Your objective:
Please count the lines in the data below that mention the word "OptimizerContext", then give only the total.

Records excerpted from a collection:

PR #536, opened 2022-12-16
feat: lateral function call to linear data flow

gaurav274:
- A simpler and easier-to-understand pipeline
- Reduce need for special case handling in the execution engine
- Simpler implementation for supporting reuse and ray due to the lack of branching.

image


eva/optimizer/rules/rules.py
```diff
@@ -317,6 +319,99 @@ def apply(self, before: LogicalFilter, context: OptimizerContext):
...
+    def check(self, before: LogicalJoin, context: OptimizerContext):
+        if before.join_type == JoinType.LATERAL_JOIN:
+            if before.join_predicate is None and not before.join_project:
+                return True
+        return False
+
+    def apply(self, before: LogicalJoin, context: OptimizerContext):
+        #     LogicalJoin(Lateral)              LogicalApplyAndMerge
+        #     /           \                 ->       |
+        #    A        LogicalFunctionScan            A
```
xzdandy, line 348: Can we directly create the new operator (LogicalApplyAndMerge --- A) from the statement? I can see the current implementation requires few code modification. Does this transformation have any other benefits?

eva/optimizer/rules/rules.py
```diff
@@ -317,6 +319,99 @@ def apply(self, before: LogicalFilter, context: OptimizerContext):
...
+    beneficial, for instance, in order to prevent decoding additional frames beyond
+    those that satisfy the predicate.
+    Eg:
+
+    Filter(id < 10 and func.label = 'car')           Filter(func.label = 'car')
+            |                                                   |
+        ApplyAndMerge(func)                  ->          ApplyAndMerge(func)
+            |                                                   |
+            A                                            Filter(id < 10)
+                                                                |
```
xzdandy, line 373: Does push `label='car'` into the `ApplyAndMerge` help? So the join can work on few rows and the output batch is smaller. We can defer this optimization to later PRs. Just want to confirm whether we should have a rule for that.

eva/optimizer/rules/rules.py
gaurav274: I considered doing it. However, I feel that will require adding a lot more core. Via rules, it is easier to understand the changes, and we can fallback to lateral join whenever needed. What do you think?

eva/optimizer/rules/rules.py
gaurav274: It might not make much of a difference as we aren't doing join anymore. It is more like a merge. However, we can profile and add it later.

eva/optimizer/rules/rules.py
xzdandy: I can not think of any issues right now. We need to make sure that this rule applies first, because I assume all later rewrite rules (such as UDF reuse) will base on the new linear design.

PR #540, opened 2022-12-17
Bump v0.1.3+dev

gaurav274:


.circleci/config.yml
```diff
@@ -35,11 +35,11 @@ jobs:
 
       - restore_cache:
           keys:
-            - v12-model_cache-{{ checksum "setup.py" }}
+            - v13-model_cache-{{ checksum "setup.py" }}
```
jarulraj, line 38: We should do another checksum (maybe of some other file) instead of relying on increasing the version number.

script/test/package.sh
```diff
@@ -4,21 +4,23 @@
 
 function is_server_up () {
     # check if server started
-    grep "serving" eva.txt
+    netstat -an | grep 0.0.0.0:5432
```
jarulraj, line 7: Does this assume that `netstat` is installed?

jarulraj: We could use the same approach in 00-start-eva-server.ipynb

setup.py
```diff
@@ -45,7 +45,7 @@ def read(path, encoding="utf-8"):
     "sqlalchemy-utils>=0.36.6",
     "antlr4-python3-runtime==4.8",
     "lark>=1.0.0",
-    "pyyaml>=5.1,<5.2",
```
jarulraj, line 48: Any idea on why this constraint was there earlier?

jarulraj (approved):

setup.py
gaurav274: No

Aryan-Rajoria (approved):

Issue #542, opened 2022-12-21
Accessing a Table after restarting eva_server leads to error


Aryan-Rajoria:
Running the command
`SELECT * FROM v2`
results in error
```
@status: ResponseStatus.FAIL
@batch: 
 None
@error: '/root/.eva/0.1.3+dev/eva_datasets/b9093a36e5741249f73b2dfd00a7c8e6'
```

Steps to reporduce:
1) Create a table and add some images to it
2) restart `eva_server`
3) will get the above error

gaurav274:
Fixed with #543

PR #543, opened 2022-12-25
fix: server relaunch does not load metadata tables

gaurav274:
(1) metadata tables were not being loaded upon server restart, so we implemented reflection to load them; 
(2) the show tables command was not functioning correctly; 
(3) metadata tables have been designated as system tables and can no longer be accessed or modified by user queries.


gaurav274:
Fixes #542

PR #544, opened 2022-12-26
refactor: catalog improved file and function names

gaurav274:


jarulraj (approved):
We should add a text document to list the Catalog objects with their purpose.

Any reason for this refactoring?

gaurav274:
The original names were really confusing. We were using dataset/metadata/table interchangeably.

eva/catalog/catalog_manager.py
```diff
@@ -81,143 +85,265 @@ def _shutdown_catalog(self):
...
 
-    def create_multimedia_table(self, name: str, format_type: FileFormatType):
-        if format_type is FileFormatType.VIDEO:
-            return self._create_video_table(name)
-        elif format_type is FileFormatType.IMAGE:
-            return self._create_image_table(name)
-        else:
-            raise CatalogError(f"Format Type {format_type} is not supported")
+    def get_table_catalog_entry(
+        self, database_name: str, table_name: str
```
jiashenC, line 131: Can we drop `database_name`for this function?

eva/catalog/models/table_catalog.py
```diff
@@ -20,16 +20,16 @@
 from eva.catalog.models.base_model import BaseModel
 
 
-class DataFrameMetadata(BaseModel):
-    __tablename__ = "df_metadata"
+class TableCatalog(BaseModel):
```
jiashenC, line 23: Just a curious comment about model in general. Why do we add a catalog suffix for all models? 

To me, catalog includes everything (udf, index, etc). Would this naming give a wrong impression that we maintain different catalogs for different models? (Again, just curious, don’t need a fix).

eva/catalog/catalog_manager.py
```diff
@@ -322,191 +384,90 @@ def udf_io(
...
-        Returns:
-            The persisted UdfMetadata object with the id field populated.
-        """
-
-        metadata = self._udf_service.create_udf(name, impl_file_path, type)
-        for udf_io in udf_io_list:
-            udf_io.udf_id = metadata.id
-        self._udf_io_service.add_udf_io(udf_io_list)
-        return metadata
+    def create_multimedia_table_catalog_entry(
```
jiashenC, line 395: Can you elaborate more diff between `create_multimedia_table_catalog_entry` and `create_media_metadata_table_catalog_entry `?

eva/catalog/catalog_manager.py
```diff
@@ -322,191 +384,90 @@ def udf_io(
...
             logger.exception(err)
             raise CatalogError(err)
 
         return obj
 
-    def create_media_metainfo_table(
-        self, input_table: DataFrameMetadata
-    ) -> DataFrameMetadata:
-        """Create a media metainfo table.
+    def create_media_metadata_table_catalog_entry(
```
jiashenC, line 445: This input parameter is the output from `create_multimedia_table_catalog_entry` function?

eva/catalog/models/column_catalog.py
```diff
@@ -23,19 +23,19 @@
...
+class ColumnCatalog(BaseModel):
+    __tablename__ = "column_catalog"
 
     _name = Column("name", String(100))
     _type = Column("type", Enum(ColumnType), default=Enum)
     _is_nullable = Column("is_nullable", Boolean, default=False)
     _array_type = Column("array_type", Enum(NdArrayType), nullable=True)
     _array_dimensions = Column("array_dimensions", String(100))
-    _metadata_id = Column("metadata_id", Integer, ForeignKey("df_metadata._row_id"))
+    _table_id = Column("table_id", Integer, ForeignKey("table_catalog._row_id"))
```
jiashenC, line 34: Can we have a more specific naming here for both `table_id` and `table`? Because this model will be a table itself, I think it will be confusing for newcomers.

eva/catalog/catalog_manager.py
```diff
@@ -81,143 +85,265 @@ def _shutdown_catalog(self):
         logger.info("Shutting catalog")
         drop_db()
 
-    def create_metadata(
+    "Table catalog services"
+
+    def insert_table_catalog_entry(
```
jiashenC, line 90: Diff meaning between `create` and `insert`?

eva/catalog/models/table_catalog.py
gaurav274: I referred Postgres. They also call each model as different catalog. https://www.postgresql.org/docs/current/catalog-pg-class.html.
What do you think? Maybe I'm wrong.

eva/catalog/models/column_catalog.py
gaurav274: Sorry, I cannot understand what you mean.

eva/catalog/catalog_manager.py
gaurav274: I gave it a thought. Maybe we need it in the future if we support database-level distinction. How about I make it an optional argument?

eva/catalog/catalog_manager.py
gaurav274: I feel since we are adding an entry into the catalog table, naming it `insert` is better than `create`.

eva/catalog/catalog_manager.py
gaurav274: Yes. For every media table, we maintain a structured metadata table with a list of filenames.

gaurav274: I should add a readme with these details.

gaurav274: Please feel free to suggest better function names. Thanks!

eva/catalog/models/column_catalog.py
gaurav274: Oh, do you mean to name it `_table_catalog_id`?

eva/catalog/catalog_manager.py
jiashenC: Sure. Sounds good to me.

eva/catalog/models/column_catalog.py
jiashenC: Yes. I think it is a bit confusing which table this field refers to.

eva/catalog/catalog_manager.py
jiashenC: What about `create_multimedia_table_catalog_entry` and `create_multimedia_metadata_table_catalog_entry`?

Also, should the function name be `create_` or `insert_` or `create_and_insert_`? Just want to keep consistent with `insert_table_catalog_entry` name.

eva/catalog/catalog_manager.py
jiashenC: Sure. Just want to make sure we follow the same convention for all catalog APIs.

eva/catalog/models/table_catalog.py
jiashenC: I see. It seems like they use something like `pg_{...}` as their naming convention? I didn't really see they use `catalog` as suffix.

eva/catalog/models/column_catalog.py
gaurav274: Added doc string for clarity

Answer for this exercise:
4